About This Project

Polyethylene terephthalate (PET) microplastics have been detected in human blood and tissues, and linked to inflammation, hormone disruption, and metabolic dysfunction. We hypothesize that engineered PETase and MHETase enzymes will effectively degrade PET microplastics under physiologically relevant conditions without producing harmful byproducts. This validation study is the first step toward developing the first FDA-approved therapeutic to safely remove microplastics from our bodies.

Ask the Scientists

What is the context of this research?

It is estimated that humans may consume 74,000–121,000 microplastic particles per year through ingestion and inhalation combined (1). Among them, PET (polyethylene terephthalate) is widespread, used in bottles, textiles, and packaging (2). PET microplastics have been detected in human blood (3), and evidence of presence has also been reported in the placenta (4). Evidence suggests these particles may contribute to chronic inflammation (5), hormone disruption (6), and metabolic dysfunction (7). Scientists have already engineered enzymes such as PETase and MHETase that can efficiently depolymerize PET in environmental conditions (8). Based on this, it is theoretically possible that engineered versions of these enzymes could also act on PET microplastics in human biological fluids. What remains unknown, and what this study will test, is whether they remain active, stable under human-like conditions while demonstrating a safety profile suitable for therapeutic development.

What is the significance of this project?

This project represents the first step toward removing microplastics from the human body. If enzyme therapy could degrade PET microplastics within the human body, it would be a paradigm shift: rather than just reducing environmental plastic, we could remove plastics from our bodies. That could potentially mitigate inflammation, oxidative stress, endocrine disruption, or metabolic disease risk, which microplastics are associated with (8, 9, 10). A recent study showed an engineered PETase could degrade PET in human serum without harming cells (11). This is evidence that enzymes may function safely in human biological fluids. However, this early work tested a single enzyme under limited conditions. Our study will expand on this by systematically evaluating multiple engineered enzymes (PETase and MHETase), enzyme stability, dose-response safety, and breakdown products to determine whether this approach is truly viable for therapeutic development and human application.

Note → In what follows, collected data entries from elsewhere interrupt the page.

PR #405, opened 2022-01-30
feat: print version message as a part of prerune hook

### LINKED ISSUE #386: Print version messages using Cobra PreRun Hook

Use Cobra Hooks before the command to check for version messages.

Resources: [https://umarcor.github.io/cobra/#prerun-and-postrun-hooks](https://umarcor.github.io/cobra/#prerun-and-postrun-hooks)

**”How to implement” Suggestion**
We print version messages in the same way on every command. For instance, you can find the logic in `datree test`  inside `evaluate` function located in `cmd/test/main.go`  (look for `LoadVersionMessages` 😬).

Eventually, adding the logic with PreRun hook will look more or less like this:

```go
&cobra.Command{
		PreRunE: func(cmd *cobra.Command, args []string) error {
			// the logic
		},
		...
		RunE: func(cmd *cobra.Command, args []string) error {...},
	}
```

**Requirements**
Golang basic level.

amustaque97:
Fixes: #386

**Description**
Run `LoadVersionMessages` as a part of PreRunE hook

**Type of changes**
Refactor/Enhancements

### DIFF
--- a/cmd/publish/main.go
+++ b/cmd/publish/main.go
@@ -12,7 +12,7 @@ import (
 )
 
 type Messager interface {
-	LoadVersionMessages(messages chan *messager.VersionMessage, cliVersion string)
+	LoadVersionMessages(cliVersion string) chan *messager.VersionMessage
 }
 
 type Printer interface {
@@ -54,14 +54,16 @@ func New(ctx *PublishCommandContext) *cobra.Command {
 			return nil
 		},
 		PreRunE: func(cmd *cobra.Command, args []string) error {
-			messages := make(chan *messager.VersionMessage, 1)
-			go ctx.Messager.LoadVersionMessages(messages, ctx.CliVersion)
-			defer func() {
-				msg, ok := <-messages
-				if ok {
-					ctx.Printer.PrintMessage(msg.MessageText+"\n", msg.MessageColor)
-				}
-			}()
+			outputFlag, _ := cmd.Flags().GetString("output")
+			if (outputFlag != "json") && (outputFlag != "yaml") && (outputFlag != "xml") {
+
+				messages := ctx.Messager.LoadVersionMessages(ctx.CliVersion)
+				defer func() {
+					for msg := range messages {
+						ctx.Printer.PrintMessage(msg.MessageText+"\n", msg.MessageColor)
+					}
+				}()
+			}
 			return nil
 		},
 		RunE: func(cmd *cobra.Command, args []string) error {
--- a/cmd/publish/main.go
+++ b/cmd/publish/main.go
@@ -58,11 +58,9 @@ func New(ctx *PublishCommandContext) *cobra.Command {
 			if (outputFlag != "json") && (outputFlag != "yaml") && (outputFlag != "xml") {
 
 				messages := ctx.Messager.LoadVersionMessages(ctx.CliVersion)
-				defer func() {
-					for msg := range messages {
-						ctx.Printer.PrintMessage(msg.MessageText+"\n", msg.MessageColor)
-					}
-				}()
+				for msg := range messages {
+					ctx.Printer.PrintMessage(msg.MessageText+"\n", msg.MessageColor)
+				}
 			}
 			return nil
 		},
--- a/cmd/publish/main.go
+++ b/cmd/publish/main.go
@@ -53,9 +53,7 @@ func New(ctx *PublishCommandContext) *cobra.Command {
 			}
 			return nil
 		},
-		RunE: func(cmd *cobra.Command, args []string) error {
-			cmd.SilenceUsage = true
-			cmd.SilenceErrors = true
+		PreRunE: func(cmd *cobra.Command, args []string) error {
 			messages := make(chan *messager.VersionMessage, 1)
 			go ctx.Messager.LoadVersionMessages(messages, ctx.CliVersion)
 			defer func() {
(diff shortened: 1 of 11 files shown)


dimabru:
@myishay 
can you have a look at this pr?

dimabru:
hey @amustaque97,
Thanks for your pr. Our team will review it as soon as possible.
Please note that it might take a few days

noaabarki:
Hey @amustaque97. Great! I reviewed your PR and I think there are a few things we can do to make it better :)
- Avoid fetching & printing the messages when `--output=json/XML/YAM`L:
We primarily use LoadVersionMessages to print deprecation and important messages for our users.  At the moment, if the user added the `--output=json/XML/YAML` flag they won’t be printed. As we discussed before in the issue, in the future we’d like to print them as well however, until then we want to keep the current behavior. I suggest wrapping the entire logic for fetching and printing the messages with `if (flags.Output != "json") && (flags.Output != "yaml") && (flags.Output != "xml")` inside the `PreRunE` hook.
- Fetch & Print messages in one function and call it in all commands:
It’s the same logic everywhere and it feels a little redundant. I suggest wrapping it in a `func(ctx...)`. For that, I advise changing the `LoadVersionMessages` signature into `LoadVersionMessages(cliVersion string) chan *VersionMessage` to create the messages channel and return it. (It’s also good practice in Go).
Eventually, this should be like this ->
```
PreRun: func(cmd *cobra.Command, args []string) {
			if (testCommandFlags.Output != "json") && (testCommandFlags.Output != "yaml") && (testCommandFlags.Output != "xml") {
				// this should be in a separate function
				messages := ctx.Messager.LoadVersionMessages(ctx.CliVersion)
				defer func() {
					for msg := range messages {
						ctx.Printer.PrintMessage(msg.MessageText+"\n", msg.MessageColor)
					}
				}()
			}
		}
```

amustaque97:
Thank you for the in detail review. Please note: I'm currently occupied with some other work. Might be late to address review comments.
Thank you

noaabarki:
Hey @amustaque97 , thanks for your PR 👑 We will review your PR soon, please note that it might take a day or two 🙏🏼

cmd/publish/main.go
```diff
@@ -46,17 +46,22 @@ func New(ctx *PublishCommandContext) *cobra.Command {
 			}
 			return nil
 		},
+		PreRunE: func(cmd *cobra.Command, args []string) error {
+			outputFlag, _ := cmd.Flags().GetString("output")
```
noaabarki, line 57: 👑

noaabarki (changes requested):
Overall looks awesome. To avoid redundant code, I suggest to write one global function that all commands can use as a util for loading the messages and printing them. WDYT?

cmd/publish/main.go
amustaque97: Hi @noaabarki, first of all Congratulations for 2022 People's Choice Award for [Kubernetes](https://opensource.com/tags/kubernetes) :tada:.

I agree with your point :100:! As per my observation refactoring will require a lot of changes and can go out of scope of this PR. Example: I was going through the `cmd/root.go` file and realised we can refactor code for all of the commands. Then we may need to update test cases as well. That's a lot of work!

My suggestion is to create a new issue and work on it.  Looking forward to hearing from you!

noaabarki (approved):

cmd/publish/main.go
noaabarki: Sounds wonderful! Do you want to take the lead on this issue?

cmd/publish/main.go
```diff
@@ -46,17 +46,22 @@ func New(ctx *PublishCommandContext) *cobra.Command {
...
+			if (outputFlag != "json") && (outputFlag != "yaml") && (outputFlag != "xml") {
+
+				messages := ctx.Messager.LoadVersionMessages(ctx.CliVersion)
+				defer func() {
```
noaabarki: Maybe I'm wrong here, but I'm not sure we need the defer.  WDYT?

cmd/test/main.go
```diff
@@ -107,6 +107,19 @@ func New(ctx *TestCommandContext) *cobra.Command {
 			}
 			return nil
 		},
+		PreRunE: func(cmd *cobra.Command, args []string) error {
+			outputFlag, _ := cmd.Flags().GetString("output")
+			if (outputFlag != "json") && (outputFlag != "yaml") && (outputFlag != "xml") {
+
+				messages := ctx.Messager.LoadVersionMessages(ctx.CliVersion)
+				defer func() {
```
noaabarki: Same comment about the defer.

noaabarki (changes requested):
I'm sorry for the late response. 🙏🏼 One small comment and I believe we'll be ready to go :)

cmd/publish/main.go
amustaque97: Hi @noaabarki , yeah sure I can take it up.

cmd/publish/main.go
amustaque97: No you're not wrong! It works the same without `defer` and we're not doing any work inside `PreRunE` function that require us make sure at the end of function we print messages using `defer`. I'm a noobie in golang 😅  not sure if this was written keeping some edge case in mind. 

I believe it is safe to remove `defer`. If you think same I can make code changes and submit the PR for review.

Thank You

noaabarki: Yes, let's do it.

noaabarki:
LGTM. After changes will be submitted we can merge this PR 🥳

cmd/publish/main.go
amustaque97: Made changes.

noaabarki (approved):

What are the goals of the project?

In this first validation study, we’ll ask a simple question: can specially engineered enzymes safely break down PET microplastics in a blood-like fluid and remain friendly to human cells? We’ll add the enzymes (PETase and MHETase) to human serum containing PET, track how much plastic is broken down and how long the enzymes keep working, and check cell health in standard human cell models. We’ll also confirm that the breakdown byproducts are well-tolerated and non-toxic to human cells. With clear “go/no-go” criteria set in advance, the results will show if this approach is feasible, safe, and provide the evidence to move toward a first-of-its-kind therapeutic to reduce internal plastic burden in humans.